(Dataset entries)

PR #2061, opened 2024-09-18
#1978 HasDatabaseUpgradeTag

### LINKED ISSUE #1978: [Bug]: UpgradeTag does not have a procedure for database upgrade tags
### Describe the issue

Codeunit 9999 "Upgrade Tag" does not have all procedures for database upgrade tags.the 

### Expected behavior

While we have 
- UpgradeTag.SetDatabaseUpgradeTag(TagName)

We don't have a corresponding procedure for HasDatabaseUpgradeTag. For this, developers must use HasUpgradeTag(TagName, '') to manually specify a blank company name.

While this is not challenging, it's hard to explain to new developers why we have a special Setter (as the SetUpgradeTag(TagName, '') would also work) but not for Getter.

### Steps to reproduce

-

### Additional context

_No response_

TKapitan:
#### Summary 
Adds HasDatabaseUpgradeTag() procedure to make the setters and getters the same.

#### Work Item(s) 
Fixes #1978

### DIFF
--- a/src/System Application/App/Upgrade Tags/src/UpgradeTag.Codeunit.al
+++ b/src/System Application/App/Upgrade Tags/src/UpgradeTag.Codeunit.al
@@ -44,6 +44,16 @@ codeunit 9999 "Upgrade Tag"
     end;
 
     /// <summary>
+    /// Verifies if the database upgrade tag exists.
+    /// </summary>
+    /// <param name="Tag">Tag code to check</param>
+    /// <returns>True if the Tag with given code exist.</returns>
+    procedure HasDatabaseUpgradeTag(Tag: Code[250]): Boolean
+    begin
+        exit(UpgradeTagImpl.HasDatabaseUpgradeTag(Tag));
+    end;
+
+    /// <summary>
     /// Sets the upgrade tag for database upgrades.
     /// </summary>
     /// <param name="NewTag">Tag code to save</param>
--- a/src/System Application/App/Upgrade Tags/src/UpgradeTagImpl.Codeunit.al
+++ b/src/System Application/App/Upgrade Tags/src/UpgradeTagImpl.Codeunit.al
@@ -25,6 +25,11 @@ codeunit 9996 "Upgrade Tag Impl."
         exit(HasUpgradeTag(Tag, CopyStr(CompanyName(), 1, MaxStrLen(ConstUpgradeTags.Company))));
     end;
 
+    procedure HasDatabaseUpgradeTag(Tag: Code[250]): Boolean
+    begin
+        exit(HasUpgradeTag(Tag, ''));
+    end;
+
     procedure HasUpgradeTag(Tag: Code[250]; TagCompanyName: Code[30]): Boolean
     var
         UpgradeTags: Record "Upgrade Tags";


src/System Application/App/Upgrade Tags/src/UpgradeTag.Codeunit.al
```diff
@@ -43,6 +43,16 @@ codeunit 9999 "Upgrade Tag"
         exit(UpgradeTagImpl.HasUpgradeTag(Tag, TagCompanyName));
     end;
 
+    /// <summary>
+    /// Verifies if the database upgrade tag exists.
+    /// </summary>
+    /// <param name="Tag">Tag code to check</param>
+    /// <returns>True if the Tag with given code exist.</returns>
```
NKarolak: I know that you only copied the existing pattern. However, I see no reason to copy grammatical errors as well:

```suggestion
    /// <returns>True if the Tag with the given code exists.</returns>
```

NKarolak (changes requested):

JesperSchulz (approved):

src/System Application/App/Upgrade Tags/src/UpgradeTag.Codeunit.al
```diff
@@ -43,6 +43,16 @@ codeunit 9999 "Upgrade Tag"
         exit(UpgradeTagImpl.HasUpgradeTag(Tag, TagCompanyName));
     end;
 
+    /// <summary>
+    /// Verifies if the database upgrade tag exists.
+    /// </summary>
+    /// <param name="Tag">Tag code to check</param>
+    /// <returns>True if the Tag with the given code exists.</returns>
+    procedure HasDatabaseUpgradeTag(Tag: Code[250]): Boolean
```
nikolakukrika, line 51: So the idea was to use SetUpgradeTag and HasUpgradeTag only, the code will find out from the context if the tag is per database or per company. Approving since we already have the SetDatabaseUpgradeTag, which is wrongly named IMO. It should be PerDatabaseUpgradeTag

src/System Application/App/Upgrade Tags/src/UpgradeTag.Codeunit.al
```diff
@@ -43,6 +43,16 @@ codeunit 9999 "Upgrade Tag"
         exit(UpgradeTagImpl.HasUpgradeTag(Tag, TagCompanyName));
     end;
 
+    /// <summary>
+    /// Verifies if the database upgrade tag exists.
```
nikolakukrika, line 47: per-databse

src/System Application/App/Upgrade Tags/src/UpgradeTag.Codeunit.al
```diff
@@ -43,6 +43,16 @@ codeunit 9999 "Upgrade Tag"
...
+    /// </summary>
+    /// <param name="Tag">Tag code to check</param>
```
nikolakukrika, line 49: Could you add a comment that the developer can use HasUpgradeTag if it is called from the upgrade context? If it is called from upgrade context e.g. OnUpgradePerDatabase we will automatically use perdatabase check and similar for percompany? 

Nothing wrong with using this one directly but it could be confusing if someone is reading the existing code.

nikolakukrika (approved):

StefanSosic (approved):

JesperSchulz:
@TKapitan, should we try to reel this one in? Not much pending, the way I see it. Nikola even approved.

src/System Application/App/Upgrade Tags/src/UpgradeTag.Codeunit.al
JesperSchulz: Seems to be a minor. Can be addressed in a chaser pack.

**Exercise goal**
Find the word "SetDatabaseUpgradeTag" in the entries above, then copy each line that holds it.

**Your solution**
- UpgradeTag.SetDatabaseUpgradeTag(TagName)
nikolakukrika, line 51: So the idea was to use SetUpgradeTag and HasUpgradeTag only, the code will find out from the context if the tag is per database or per company. Approving since we already have the SetDatabaseUpgradeTag, which is wrongly named IMO. It should be PerDatabaseUpgradeTag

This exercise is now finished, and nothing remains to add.